Dean M. Mortimer is an American politician who served as a Republican member of the Idaho Senate, where as represented the 30th district from 2012 to 2020 and served as chairman of the education committee. He previously represented District 32 in the Idaho Senate from 2008 to 2012. He was a member of the Idaho House of Representatives from 2006 to 2008, representing the District 32 Seat B.

==Early life and education==
Mortimer was born in Moscow, Idaho, and raised in the southeast region of the state. He attended grade school in Ammon, Idaho and Ucon, Idaho, and junior high school and high school in Rigby, Idaho. He attended Ricks College in Rexburg, in the fall of 1969. He then completed a two-year religious mission for the Church of Jesus Christ of Latter-day Saints in France, returning to Ricks College in 1972. While attending Ricks College, he served as a student body officer for the 1973–74 school year. He was also honored as Man of the Year at Ricks College in 1973. Awarded an associate degree, Mortimer transferred to Utah State University in Logan, Utah, where he earned a bachelor's degree in speech and a master's degree in Business Administration.

== Career ==

=== Business ===
He started work in the mortgage banking industry in 1977 at the Utah Mortgage Corporation. He worked as a construction loan officer for Security Pacific Corporation and for American Savings and Loan Association. He served as vice president of development for the McNiel/Mehew Group in Salt Lake City, Utah. In 1983, he returned to settle in south-eastern Idaho and in 1985 established a mortgage company, First Financial Corporation. Mortimer has served on the Board of the Idaho State Mortgage Bankers Association and was its president from 1991 to 1992. Mortimer also has interests in residential and commercial development, having launched Comfort Construction in 1998 and Commerce Properties Investments LLC in 2002.

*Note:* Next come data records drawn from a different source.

PR #9363, opened 2022-02-18
[DO NOT MERGE] Register Combine component with new Swift component system

peterfriese:
This PR adds a Swift component for Firebase Combine, so that Combine will be included in the user agent.

### DIFF
--- a/FirebaseCore/Sources/FIRApp.m
+++ b/FirebaseCore/Sources/FIRApp.m
@@ -836,7 +836,10 @@ static FIRApp *sDefaultApp;
   SEL componentsToRegisterSEL = @selector(componentsToRegister);
   // Dictionary of class names that conform to `FIRLibrary` and their user agents. These should only
   // be SDKs that are written in Swift but still visible to ObjC.
-  NSDictionary<NSString *, NSString *> *swiftLibs = @{@"FIRFunctionsComponent" : @"fire-fun"};
+  NSDictionary<NSString *, NSString *> *swiftLibs = @{
+    @"FIRFunctionsComponent" : @"fire-fun",
+    @"FIRCombineComponent" : @"fire-comb"
+  };
   for (NSString *className in swiftLibs.allKeys) {
     Class klass = NSClassFromString(className);
     if (klass && [klass respondsToSelector:componentsToRegisterSEL]) {
--- a/FirebaseCombineSwift/Sources/Core/CombineComponent.swift
+++ b/FirebaseCombineSwift/Sources/Core/CombineComponent.swift
@@ -1,0 +1,46 @@
+// Copyright 2022 Google LLC
+//
+// Licensed under the Apache License, Version 2.0 (the "License");
+// you may not use this file except in compliance with the License.
+// You may obtain a copy of the License at
+//
+//      http://www.apache.org/licenses/LICENSE-2.0
+//
+// Unless required by applicable law or agreed to in writing, software
+// distributed under the License is distributed on an "AS IS" BASIS,
+// WITHOUT WARRANTIES OR CONDITIONS OF ANY KIND, either express or implied.
+// See the License for the specific language governing permissions and
+// limitations under the License.
+
+import Foundation
+import FirebaseCore
+import FirebaseCoreInternal
+
+@objc(FIRCombineProvider)
+protocol CombineProvider {
+}
+
+@objc(FIRCombineComponent) class CombineComponent: NSObject, Library, CombineProvider {
+  // MARK: - Private Variables
+
+  /// The app associated with all functions instances in this container.
+  private let app: FirebaseApp
+
+  // MARK: - Initializers
+
+  required init(app: FirebaseApp) {
+    self.app = app
+  }
+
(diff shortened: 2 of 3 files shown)


FirebaseCore/Sources/FIRApp.m
```diff
@@ -836,7 +836,8 @@ + (void)registerSwiftComponents {
   SEL componentsToRegisterSEL = @selector(componentsToRegister);
   // Dictionary of class names that conform to `FIRLibrary` and their user agents. These should only
   // be SDKs that are written in Swift but still visible to ObjC.
-  NSDictionary<NSString *, NSString *> *swiftLibs = @{@"FIRFunctionsComponent" : @"fire-fun"};
+  NSDictionary<NSString *, NSString *> *swiftLibs =
+      @{@"FIRFunctionsComponent" : @"fire-fun", @"FIRCombineComponent" : @"fire-comb"};
```
ryanwilson, line 840: Really for the Swift extensions we don't need the components behaviour, only the user agent. I think to reduce the amount of code the Swift SDKs have to write we can do another loop here with non-components code and use the `[FIRApp registerLibrary:withVersion:]` call instead. That way the Swift code only needs to be:

```
@objc(FIRCombineSDK) private class __CombineSDK: NSObject {}
```

Or you may need to add an init, but it can be empty or a fatalerror. The version can be pulled from the wider Firebase version.

peterfriese: I added another loop to iterate the non-component libraries and check if the Combine SDK "component" is present.

FirebaseCore/Sources/FIRApp.m
```diff
@@ -836,11 +836,20 @@ + (void)registerSwiftComponents {
...
+  for (NSString *className in swiftComponents.allKeys) {
     Class klass = NSClassFromString(className);
     if (klass && [klass respondsToSelector:componentsToRegisterSEL]) {
-      [FIRApp registerInternalLibrary:klass withName:swiftLibs[className]];
+      [FIRApp registerInternalLibrary:klass withName:swiftComponents[className]];
+    }
+  }
+
+  // Swift libraries that don't need component behaviour
+  NSDictionary<NSString *, NSString *> *swifLibraries = @{@"FIRCombineSDK" : @"fire-comb"};
```
paulb777, line 848: nit: typo should be `swiftLibraries`

paulb777 (approved):

paulb777:
@peterfriese I rebased this branch onto v9. Make sure you update from origin before continuing work

FirebaseCombineSwift/Sources/Core/CombineSDK.swift
```diff
@@ -0,0 +1,19 @@
...
+// distributed under the License is distributed on an "AS IS" BASIS,
+// WITHOUT WARRANTIES OR CONDITIONS OF ANY KIND, either express or implied.
+// See the License for the specific language governing permissions and
+// limitations under the License.
+
+import Foundation
+import FirebaseCore
+import FirebaseCoreInternal
+
+@objc(FIRCombineSDK) private class __CombineSDK: NSObject {}
```
paulb777, line 19: This file should not be created. Instead a comparable line to the bottom line should be added for each product's combine implementation.

FirebaseCore/Sources/FIRApp.m
```diff
@@ -836,11 +836,20 @@ + (void)registerSwiftComponents {
...
+  for (NSString *className in swiftComponents.allKeys) {
     Class klass = NSClassFromString(className);
     if (klass && [klass respondsToSelector:componentsToRegisterSEL]) {
-      [FIRApp registerInternalLibrary:klass withName:swiftLibs[className]];
+      [FIRApp registerInternalLibrary:klass withName:swiftComponents[className]];
+    }
+  }
+
+  // Swift libraries that don't need component behaviour
+  NSDictionary<NSString *, NSString *> *swiftLibraries = @{@"FIRCombineSDK" : @"fire-comb"};
```
paulb777, line 848: How about "fire-co-auth", etc

FirebaseCombineSwift/Sources/Core/CombineSDK.swift
peterfriese: Ok, makes sense.

FirebaseCore/Sources/FIRApp.m
paulb777: Agreed except I think we had the goal to keep these strings less than 9 characters. @ncooke3 Would you check with the metrics team?

paulb777: We discussed a bit and realized that the "fire-" doesn't provide any value, especially because "fire-auth" is already there. How about "comb-auth", etc?

peterfriese: SG!

(Reminds me of the 8.3 filename requirements the DOS filesystem imposed ;-) )

peterfriese:
Closing this in favour of #9562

Mortimer participates in local, regional and statewide volunteer activities. He has served in the Boy Scouts of America for more than two decades, and as a scoutmaster for the 2005 National Jamboree. He has also been active in the Idaho Falls Chamber of Commerce since 1984.

=== Politics ===
He later returned to Ricks College/Brigham Young University–Idaho to serve on the Alumni Council Board and then as the Alumni Council President from 2000 to 2002.

In 2006, Mortimer was elected to the Idaho House of Representatives, serving for one term. He was then elected to the Idaho Senate.

==== Committees ====
- Senate Education (vice chair)
- Senate Finance
- Joint Legislative Oversight
- Joint Finance-Appropriations
- Joint Finance-Appropriations Committee
- Senate Education (vice chair)
- Senate Finance
- Senate Judiciary and Rules

== Personal life ==
He is married to Judy (née Woodbury). They have four children and seven grandchildren.